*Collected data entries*

PR #119, opened 2018-08-31
[MRG] API: remove num_labeled parameter

### LINKED ISSUE #118: Do we need the num_labeled parameter for *_Supervised classes?
#### Description

The *_Supervised classes allow to use a weakly supervised algorithm on labeled data by creating constraints from the labeled points.

I do not really understand why these classes have a parameter `num_labeled`, which is used to ignore some labeled points when creating constraints. To reduce the training complexity, it is enough to limit the number of constraints by using the `num_constraints` parameter. Using all available points to create the desired number of constraints can only benefit the algorithm as it sees more different points in the training constraints (i.e., it reduces variance).

I think `num_labeled` could be removed so that all available points are used to create the desired number of constraints.

wdevazelhes:
Fixes #118

### DIFF
--- a/.gitignore
+++ b/.gitignore
@@ -5,3 +5,4 @@ dist/
 .coverage
 htmlcov/
 .cache/
+doc/auto_examples/*
--- a/README.rst
+++ b/README.rst
@@ -34,27 +34,8 @@ package installed).
 
 **Usage**
 
-For full usage examples, see the `sphinx documentation`_.
-
-Each metric is a subclass of ``BaseMetricLearner``, which provides
-default implementations for the methods ``metric``, ``transformer``, and
-``transform``. Subclasses must provide an implementation for either
-``metric`` or ``transformer``.
-
-For an instance of a metric learner named ``foo`` learning from a set of
-``d``-dimensional points, ``foo.metric()`` returns a ``d x d``
-matrix ``M`` such that the distance between vectors ``x`` and ``y`` is
-expressed ``sqrt((x-y).dot(M).dot(x-y))``.
-Using scipy's ``pdist`` function, this would look like
-``pdist(X, metric='mahalanobis', VI=foo.metric())``.
-
-In the same scenario, ``foo.transformer()`` returns a ``d x d``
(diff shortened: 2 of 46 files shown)


terrytangyuan:
We should probably record these kind of breaking changes in a change log?

bellet:
I think the _Supervised classes are introduced in this next 0.4.0 release though?

bellet:
My mistake it looks like they were introduced in 0.3.0 (albeit without doc)...
Then, maybe we can release 0.4.0 without this and save this PR for 0.5.0 (along with major API changes)?

wdevazelhes:
Yes I think so, I tried to resolve the conflicts but my branch was not updated so I messed it up :p I will try again...

terrytangyuan:
Seems like rebase was done incorrectly/unsuccessfully? At least from a quick glance it seems like `setup.py`'s changes are unexpected.

wdevazelhes:
Yes indeed, I think I did a bad revert, I'll revert try revert the revert d6bd0d4

wdevazelhes:
OK now there's just some tests for NCA that I don't understand why they are here...

wdevazelhes:
Oups, it appears I deleted it in the big merge #139  (cf. https://github.com/metric-learn/metric-learn/commit/23d07466961fa7a72aa8692bc42d6d569b80c5c9#diff-1d435b5cb210c40bb6a7261667f5c5acL138)
I'll open an issue to put it back, so that it should disappear of the diff of this PR as soon as it is merged

wdevazelhes:
Here is the PR that we should merge (as soon as tests passes): #143

wdevazelhes:
there just remains one error of version to update and it should be OK

wdevazelhes:
I guess this PR should be ready to merge now, as soon as tests pass

bellet:
still 1 failure ;-)

wdevazelhes:
Turns out I used the function `Constraint.random_subset` in #139 so I'll just need change those lines

wdevazelhes:
It should be good to merge now :p

Issue #129, opened 2018-10-11
We should avoid only testing hard values


wdevazelhes:
Some of the tests rely on testing hard values, like the ones that failed in #127 due to scikit-learn's iris dataset update. They could probably fail again if for instance we used another initialisation or another optimizer for some algorithms, while the algorithm would still be valid. Therefore I think these tests could  still be useful as benchmarking tasks, to ensure we keep making a good score for some basic tasks, but we should still probably rely more on testing toy examples, testing properties of the solution rather than hard values, that would work no matter the initialization or the optimisation procedure.

perimosocordiae:
Yes, I've wanted to fix this issue with the test suite since gh-51. It'll be difficult to get the right test coverage without over-specifying results, but any progress on this is welcome.

Issue #128, opened 2018-10-11
Choose the minimal conditions to allow fit


wdevazelhes:
In #127, we saw that algorithms should return a special error message if the number of samples is too small to be able to run. Therefore, we should choose the minimal number of samples on which we want to allow fit. If theoretically the algorithm would work with only `n` sample, we should ensure that the code indeed works with `n` samples as input. Therefore we should ideally also test these minimal conditions (minimally allowed conditions and forbidden conditions).

For instance: `MMC_Supervised` should theoretically work on two samples (either if they are from the same class, meaning MMC will put them into a point, or if they have a different class, in this case it can put them to any distance superior to 1)

Or also for instance maybe `LSML_Supervised` would at least need 4 samples to be able to form one quadruplet

wdevazelhes:
> (This should also be investigated for weakly supervised algorithms)

Yes indeed

Issue #127, opened 2018-10-10
tests failing due to scikit-learn update


wdevazelhes:
Some tests are failing in master, due to scikit-learn update v0.20.0. There are two types of tests that are failing: 

- Tests that uses the iris dataset: this is probably due to the fact that the iris dataset has changed in scikit learn v.0.20: cf http://scikit-learn.org/stable/whats_new.html#sklearn-datasets
For now maybe we can do a quickfix to pass the tests but maybe in the future we should replace these tests that test hard numerical values ? 

- Tests using sklearn's check_estimator: they fail for the check `check_fit2d_1sample` which was improved in v0.20 by checking the actual error message that is returned: see diff between lines 594-595 of v0.19.0 and lines 843-845 of v0.20 [here](https://github.com/scikit-learn/scikit-learn/compare/0.19.0...0.20.0) in Files changed, `sklearn/utils/estimator_checks.py` (the git diff didn't really worked here so these lines are not aligned). They can be fixed by setting `ensure_min_samples=2` in the checks that are done at fit, but we should probably think more about what are the minimum number of samples needed to make the algorithms work (since scikit-learn only tests this error is thrown for 1 sample, but maybe the algorithm won't work for 2 samples either and return the bad error message as before, which is not ideal...)

bellet:
I think this has been solved, and a separate issue has been created for the question of setting minimal conditions to allow fit (#128)

PR #130, opened 2018-10-11
[MRG] Quick fix of failed tests due to new scikit-learn version (0.20.0)

wdevazelhes:
Fixes #126 #127 

This is a quick fix that fixes #126 and #127, by setting `ensure_min_samples=2` in checks of the inputs to pass scikit-learn's check_estimator test (see #127), and by updating the scores with the new values for the iris dataset.

But I opened two issues that tackle solving these problems in the long term (cf #127)
- issue #128 to decide what is the minimal number of samples that we want to allow the "fit" method on 
- issue #129 to deal with tests that test some hard values

### DIFF
--- a/metric_learn/itml.py
+++ b/metric_learn/itml.py
@@ -191,7 +191,7 @@ class ITML_Supervised(ITML):
     random_state : numpy.random.RandomState, optional
         If provided, controls random number generation.
     """
-    X, y = check_X_y(X, y)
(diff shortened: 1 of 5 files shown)


bellet:
Some iris tests are still failing ;-)

wdevazelhes:
Oh yes indeed, I used the wrong scikit-learn version for testing locally :p

Issue #123, opened 2018-09-13
No unified function to check the inputs


bellet:
Right now, almost each algorithm has its own function to prepare/preprocess/check its inputs (verify that there is no duplicate, etc).

Having a single such function which can deal with all inputs and is used by all algorithms would make the code more readable and modular.

terrytangyuan:
Maybe it's also a good chance for us to think about how to handle batches of input or streaming data in case of larger dataset. Probably need to categorize the algorithms to see if it's doable algorithmically. Then we can do something similar to the concept of "input_fn" in [TensorFlow Estimators](https://arxiv.org/pdf/1708.02637.pdf).

wdevazelhes:
@terrytangyuan yes, that's one of the next steps indeed. Nice, I didn't know about `input_fn`, it looks interesting I'll check it out

bellet:
Addressed by #139

Issue #134, opened 2018-11-28
Avoid storing any unnecessary variable after fit


wdevazelhes:
Some algorithms currently store a reference to the data at fit time (having a `self.X_` attribute for instance). According to scikit-learn guidelines (https://scikit-learn.org/stable/developers/contributing.html#fitting), we should avoid this:
>Note that the model is fitted using X and y, but the object holds no reference to X and y. There are, however, some exceptions to this, as in the case of precomputed kernels where this data must be stored for use by the predict method.

If we really need all the data we could maybe store a copy of X but I don't think it is the case in metric-learn's algorithms

wdevazelhes:
Currently in the PR preprocessor #117 it was present in LFDA, LMNN, and MLKR, but I changed it in commit https://github.com/wdevazelhes/metric-learn/commit/f2d0cd7f989cc1c41e34cb41b69b2f6982fbe413 (and the following commit) so when the PR is merged this issue should be closed

bellet:
So once the API branch is merged we can close this as well?

wdevazelhes:
Yes !

wdevazelhes:
I just updated the title, see comment https://github.com/metric-learn/metric-learn/pull/139#issuecomment-450863654

wdevazelhes:
Here is a list of all variables that are stored at fit time. We should decide whether we keep them because they are useful for the user after the estimator is fitted (like `components_` in a PCA for instance), (and in this case we should add them in the docstring under the `Attributes` title), or make them temporary objects. For each, in comment I'll put a guess for the previous answer, but feel free to fill it if you can. 

List of attributes (except transformer)

- ITML: 
  - bounds_: ?
  - A_: should be discarded since we have transformer_

- LMNN: 
  - labels_inds: probably should be discarded but to check
  - n_iter_: should be kept and added to "Attributes"

- LSML:
  - vab_: ? 
  - vcd_: ?
  - w_: ? they are weights, todo: check in scikit-learn if they store it
  - prior_inv_: discard ? 
  - M_: discrad since there is already transformer_
  - n_iter_: keep and add to Attributes

- MLKR:
  - n_iter_: keep and add to Attributes

- MMC:
  - A_:  remove (already transformer_)
  - n_iter_: keep and advertise

- NCA:
 - n_iter_: idem

- SDML:
  - M_: remove (already transformer_)

bellet:
ITML: bounds_ can be kept

[...]

PR #139, opened 2018-12-21
[MRG] New api design

wdevazelhes:
This PR merges `new_api_design` into `master`, adding the new API to metric learn as well as a minimal documentation 

Achieves #91 
Also addresses #123  

TODO: 
- [x] Change `README` ? 
<strike>- [ ] fix pep8 erros comparing (in the diff with master)</strike>
<strike>- [ ]update the notebook `metric_plotting.ipynb` with the new API</strike>
<strike>- [ ] take a second look at methods that were modified to prevent using `self.X_` (and therefore have a new argument `X`) (ex: `RCA._check_dimension`) some of them could be static methods. It could be good to explicitly make them so (maybe just file an issue for that and solve after not to mix with this PR)</strike>


test/test_transformer_metric_conversion.py
```diff
@@ -19,60 +19,60 @@ def setUpClass(self):
...
     seed = np.random.RandomState(1234)
     sdml = SDML_Supervised(num_constraints=1500)
     sdml.fit(self.X, self.y, random_state=seed)
-    L = sdml.transformer()
+    L = sdml.transformer_
     assert_array_almost_equal(L.T.dot(L), sdml.metric())
 
   def test_nca(self):
     n = self.X.shape[0]
     nca = NCA(max_iter=(100000//n), learning_rate=0.01)
```
bellet: again here

doc/supervised.rst
```diff
@@ -0,0 +1,209 @@
...
+
+    import numpy as np
+    from metric_learn import NCA
+    from sklearn.datasets import load_iris
+
+    iris_data = load_iris()
+    X = iris_data['data']
+    Y = iris_data['target']
+
+    nca = NCA(max_iter=1000, learning_rate=0.01)
```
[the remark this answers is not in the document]
wdevazelhes: Indeed, thanks !
Done

test/test_transformer_metric_conversion.py
wdevazelhes: Yep, done

wdevazelhes:
I'll also update the `README.rst` here (for instance removing the paragraph about `transformer()`)

bellet:
Should we update the README, or do these instructions refer to the last release (install feom PyPi)?

wdevazelhes:
> Should we update the README, or do these instructions refer to the last release (install from PyPi)?

Ah yes that's right, they seem to refer to the last release
Should we keep instructions on using the package (algorithms etc) in the `README` though ? Because this seems to be already documented in the documentation (by the way in the doc we say the distance is ``(x−y)M(x−y)`` whereas in the README we say it's ``sqrt((x−y)M(x−y))``. I guess the real distance is with sqrt so we should modify in the docs right ? )
Because if we make changes in algorithms we'll have to always update this page, but do it just after the release, it seems a bit weird

wdevazelhes:
I just added a TODO in the description of the PR

bellet:
I agree that we could probably remove the detailed usage instructions on the README and only keep the link to the doc
And yes, the proper distance is with the square root and this is also what is returned by `score_pairs` so we should change the doc accordingly

perimosocordiae:
I'd prefer to keep this PR limited as much as possible to the merge, and then fix the remaining minor issues (pep8 stuff, jupyter notebook, static methods, etc) separately. The idea is that those will be small and easy to review, whereas this PR is pretty large already.

bellet:
Yes that's true, reviewing additional things here will be more difficult
@wdevazelhes could you perhaps simply update the README and move the rest to new issues that you can deal with separately? So we can merge this quickly and start making progress on small things and on improving the doc in separate PRs

wdevazelhes:
I agree, I just pushed the new README and updated the introduction with the square root

wdevazelhes:
> About `self.X_` / `self.X`: if you don't do it here, make sure you remove #134 from the list of issues addressed by this PR

I replaced `self.X_` by `self.X` here, but there still remains some variables that maybe do not need to be stored after fit, like for instance `self.labels_` in ``LMNN``, or `self.vab_` in `LSML`, so I'll remove it from listed issues, and change the title to a more general title (not just "avoid storing X" but "avoid storing unnecessary variables")

bellet:
Thanks, I will merge this

PR #143, opened 2019-01-02
[MRG] FIX put back nca's tests

wdevazelhes:
This PR puts back tests on NCA that were put in #99, but that I deleted unintentionnaly in PR #139


wdevazelhes:
It should be good to merge now. Basically it is just the same tests that were introduced in #99, but here I just also remove the learning rate deprecation test, and I change the tests to use `transformer_` instead of `A_`

bellet:
Thanks, let's merge

PR #145, opened 2019-01-03
[MRG] Documentation: introduction to metric learning

bellet:
This PR improves the documentation by adding a proper section introducing metric learning (problem setting, mahalanobis distance, use cases and general references). A small description of the package is also added to the index page for clarity.

### DIFF
--- a/doc/index.rst
+++ b/doc/index.rst
@@ -2,11 +2,12 @@ metric-learn: Metric Learning in Python
 =======================================
 |License| |PyPI version|
 
-This package contains efficient Python implementations of several popular
-supervised and weakly-supervised metric learning algorithms. The API of
-metric-learn is compatible with scikit-learn, allowing the use of all the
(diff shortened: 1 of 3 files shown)


bellet:
I still need to write a few lines about use-cases.

Note that I also commented out the part listing the class methods: I think it would be better to move this to the supervised and weakly supervised sections, within a proper 'API' subsection

bellet:
This should be ready to merge - feedback is welcome.

wdevazelhes:
> Note that I also commented out the part listing the class methods: I think it would be better to move this to the supervised and weakly supervised sections, within a proper 'API' subsection

Yes I agree, the current 'Package overview' subsection is currently not organized. We could add these comment lines, plus also organize the sections a bit (like separate weakly supervised algos from supervised etc). I'll raise an issue for that

perimosocordiae:
Merged, thanks! Moving the commented-out section should be handled by gh-149.

PR #151, opened 2019-01-07
[MRG] Move transformer_from_metric to util

### LINKED ISSUE #146: transformer_from_metric should be a helper function
#### Description
The function `transformer_from_metric(metric)` which decomposes a PSD matrix into a transformer is currently a method of the class `MahalanobisMixin`. I think the purpose of this function is to do the conversion at the end of the fit algorithm when the latter learns the metric as a PSD matrix instead of a linear transformation. Hence I think it should simply be a helper function.

bellet:
Fixes #146

### DIFF
--- a/metric_learn/_util.py
+++ b/metric_learn/_util.py
@@ -345,7 +345,7 @@ def transformer_from_metric(metric):
   if np.allclose(metric, np.diag(np.diag(metric))):
     return np.sqrt(metric)
   elif not np.isclose(np.linalg.det(metric), 0):
-    return np.linlalg.cholesky(metric).T
+    return np.linalg.cholesky(metric).T
   else:
     w, V = np.linalg.eigh(metric)
     return V.T * np.sqrt(np.maximum(0, w[:, None]))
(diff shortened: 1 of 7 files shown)


perimosocordiae:
LGTM, merged.

perimosocordiae:
Side note: we may want to find a more performant way to check if a matrix is diagonal, other than `allclose(m, diag(diag(m)))`. I wonder if scikit-learn has something along those lines?

perimosocordiae:
Then again, the metric is a `d` by `d` matrix, so it's not a big deal in most cases.

wdevazelhes:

*Your objective*
Say, as a single number, how many lines of the records hold the word "shown".

*Reply to the exercise*
4